The condition you give is the correctly identified global balance equation for $\pi, \, P$, however it is much easier to find the closed form of the stationary distribution by proving that it satisfies the detailed balance condition

$$\pi(i) P(i,j) = \pi(j)P(j,i), \qquad \forall \, i,j\, \in S.$$

If we can find such a probability vector $\pi$ which satisfies this condition, then $\pi$ is known to be a stationary distribution for $P$.

In the context of your Markov chain, we know that $P(i,j) = 0$ if $j \neq i \pm 1$ and it suffices to find $\pi$ satisfying $$ \pi(i)P(i,i+1) = \pi(i+1)P(i+1,i)$$ That is $$\pi(i)p = \pi(i+1)(1-p).$$ If we write $\rho = p/(1-p)$ then we have the recurrence relation $$\pi(i+1) = \rho \pi(i) = \cdots = \rho^{i} \pi(1) = \frac1p \, \rho^{i+1} \pi(0),$$ where in the final equality we use that the detailed balance at $i = 0$ is given by $\pi(0) = (1-p) \pi(1)$.

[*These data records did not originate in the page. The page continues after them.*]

PR #10618, opened 2022-01-04
Change sorting of Tag.contributors to date of contribution, desc

jywarren:
Fixes 1/2 of https://github.com/publiclab/plots2/issues/10016

### DIFF
--- a/app/models/tag.rb
+++ b/app/models/tag.rb
@@ -83,7 +83,7 @@ class Tag < ApplicationRecord
     uids.sort_by do |t|
       -t[1]
     end
-    uids = uids.uniq(&:0) # eliminate those without unique uids
+    uids = uids.uniq(&:first) # eliminate those without unique uids
       .collect(&:first) # flatten to an array of just uids
     User.where(id: uids)
         .where(status: [1, 4])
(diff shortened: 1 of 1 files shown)


app/models/tag.rb
```diff
@@ -65,13 +65,26 @@ def self.contributors(tagname, start: Time.now-100.years, finish: Time.now+1.yea
...
+      uids += n.revision
+        .where(timestamp: start.to_i..finish.to_i)
+        .order(timestamp: :desc)
+        .pluck(:uid, :timestamp)
     end
-    uids = uids.uniq
+    uids.sort_by do |t|
+      -t[1]
+    end
+    uids = uids.uniq(&:0) # eliminate those without unique uids
```
jywarren, line 86:
```suggestion
    uids = uids.uniq(&:first) # eliminate those without unique uids
```

jywarren:
Hm, no change visible...

jywarren:
So the gist here is that it doesn't care AT ALL the order of uids we pass to `User.where(uid: uids)`... so we might as well skip all this and just reverse the order of the `User` query.

PR #10745, opened 2022-03-01
Test PR from main to stable branch

jywarren:


jywarren:
Testing this as a way to publish to stable branch. But it looks like it doesn't allow FF -- it insists on rebasing or squashing. So, we'd better not.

Since the stationary distribution must sum to $1$ (it is a probability distribution) we have

$$1 = \sum_{i=0}^{\infty} \pi(i) = \frac{\pi(0)}p \sum_{i=0}^\infty \rho^i$$ You can now use the geometric series identity to identify when this is well defined, and to find the exact formula for the stationary distribution.

Note: In the above I worked with the method of assuming detailed balance to be true, and then showing that this was in fact the case (for certain $p$, which you will need to check). An alternate approach would have been to first demonstrate that the process is reversible by proving Kolmogorov's Criterion (which shows reversibility, which is equivalent to detailed balance), and then deriving the detailed balance relationship after.

Just write those equations between only two nodes, like you have for $0$. $$1 \cdot \pi_0 = q \cdot \pi_1$$ $$p \cdot \pi_1 = q \cdot \pi_2$$ $$ \ldots $$ $$\pi_{k+1} = \frac{p}{q} \cdot \pi_k = \left(\frac{p}{q}\right)^{k}\cdot \pi_1$$

Then you have $$1 = \sum\limits_{k=0}^{\infty}\pi_k = q \cdot \pi_1 + \pi_1 + \left(\frac{p}{q}\right)^{1}\cdot \pi_1 + \left(\frac{p}{q}\right)^{2}\cdot \pi_1 + \ldots$$

$$1 = \pi_1 \cdot \left( q + 1 + \left(\frac{p}{q}\right)^{1} + \left(\frac{p}{q}\right)^{2} + \ldots\right)$$

$$\pi_1 = \frac{1}{\frac{1}{1 - p/q} + q}$$

you need to be careful, so $p < q$, otherwise no stationary distribution exists.